ASSIGNMENT: Copy out every entry precisely.

Top of SUPPLIED DATA

PR #68, opened 2024-11-27
Create kip-0034.md

openaccess-id:
This proposal suggests adding a WebRTC endpoint to Chainweb nodes for text-based communication. The goal is to distribute workload, improve efficiency, and replace the WalletConnect approach. The WebRTC WebSocket would establish peer-to-peer connections between browser-based dApps (local users) and wallets (local) for secure text-only communication. 

The Chainweb node would handle and validate the initial connection setup only, enhancing privacy and enabling large-scale transaction data sharing directly between peers, bypassing relay servers.

### DIFF
--- a/kip-0034.md
+++ b/kip-0034.md
@@ -1,0 +1,145 @@
+---
+KIP: 0034
+Title: "KIP-0034: Include WebRTC WebSocket/Signal Server in Chainweb Node (Prepare for WalletConnect Replacement)"
+Author: openaccess @openaccessX
+Status: Draft
+Type: Standard
+Category: P2P/Networking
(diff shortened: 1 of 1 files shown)


openaccess-id:
Regarding KIP 0030 – WebRTC as a Unified Standard for dApp-Wallet Communication:

- Same device: WebRTC can be used with a local signal handler to avoid the need of cross-domain handling (though window.postMessage is neat).
- Cross-device: WebRTC can also function with a deployed signaling server (as proposed in the nodes).
For the sake of developer UX, why not implement a single modular, extendable, and minimal solution instead of two separate implementations?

Bottom of SUPPLIED DATA

WRITTEN RESPONSE:
PR #68, opened 2024-11-27
Create kip-0034.md

openaccess-id:
This proposal suggests adding a WebRTC endpoint to Chainweb nodes for text-based communication. The goal is to distribute workload, improve efficiency, and replace the WalletConnect approach. The WebRTC WebSocket would establish peer-to-peer connections between browser-based dApps (local users) and wallets (local) for secure text-only communication. 

The Chainweb node would handle and validate the initial connection setup only, enhancing privacy and enabling large-scale transaction data sharing directly between peers, bypassing relay servers.

### DIFF
--- a/kip-0034.md
+++ b/kip-0034.md
@@ -1,0 +1,145 @@
+---
+KIP: 0034
+Title: "KIP-0034: Include WebRTC WebSocket/Signal Server in Chainweb Node (Prepare for WalletConnect Replacement)"
+Author: openaccess @openaccessX
+Status: Draft
+Type: Standard
+Category: P2P/Networking
(diff shortened: 1 of 1 files shown)


openaccess-id:
Regarding KIP 0030 – WebRTC as a Unified Standard for dApp-Wallet Communication:

- Same device: WebRTC can be used with a local signal handler to avoid the need of cross-domain handling (though window.postMessage is neat).
- Cross-device: WebRTC can also function with a deployed signaling server (as proposed in the nodes).
For the sake of developer UX, why not implement a single modular, extendable, and minimal solution instead of two separate implementations?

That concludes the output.